> **Directions**
Looking at the listing below, how many lines include "adds"? Answer with the number only.

===== Exercise data

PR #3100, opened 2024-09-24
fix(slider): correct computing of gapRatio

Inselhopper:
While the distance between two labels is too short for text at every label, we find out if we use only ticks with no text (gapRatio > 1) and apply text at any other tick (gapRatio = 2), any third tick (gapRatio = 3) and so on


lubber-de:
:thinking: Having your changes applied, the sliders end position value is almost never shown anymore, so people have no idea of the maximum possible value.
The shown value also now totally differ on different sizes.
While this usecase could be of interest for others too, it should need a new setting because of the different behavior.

==========
===== Exercise data

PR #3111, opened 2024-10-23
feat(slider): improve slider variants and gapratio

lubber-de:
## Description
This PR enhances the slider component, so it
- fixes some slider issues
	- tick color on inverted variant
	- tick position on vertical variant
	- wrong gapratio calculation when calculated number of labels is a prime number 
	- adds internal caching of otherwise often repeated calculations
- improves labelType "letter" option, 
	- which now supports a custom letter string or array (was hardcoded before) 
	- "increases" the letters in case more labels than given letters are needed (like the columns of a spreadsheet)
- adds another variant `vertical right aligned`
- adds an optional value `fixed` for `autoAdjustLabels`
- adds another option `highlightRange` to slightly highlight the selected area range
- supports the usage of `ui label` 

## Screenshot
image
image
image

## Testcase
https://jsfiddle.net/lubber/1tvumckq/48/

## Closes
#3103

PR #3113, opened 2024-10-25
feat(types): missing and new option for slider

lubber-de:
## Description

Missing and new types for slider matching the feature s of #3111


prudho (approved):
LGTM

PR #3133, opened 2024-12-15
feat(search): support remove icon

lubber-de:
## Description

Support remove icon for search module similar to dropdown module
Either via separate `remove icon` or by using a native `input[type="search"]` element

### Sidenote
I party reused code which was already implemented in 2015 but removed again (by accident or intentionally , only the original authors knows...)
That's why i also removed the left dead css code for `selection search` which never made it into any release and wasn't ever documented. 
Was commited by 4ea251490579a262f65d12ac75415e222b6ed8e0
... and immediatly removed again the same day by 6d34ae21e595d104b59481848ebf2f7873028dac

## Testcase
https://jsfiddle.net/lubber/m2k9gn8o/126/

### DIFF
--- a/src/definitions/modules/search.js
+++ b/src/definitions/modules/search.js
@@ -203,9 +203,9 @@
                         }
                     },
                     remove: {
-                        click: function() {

==========

> **Response box**
4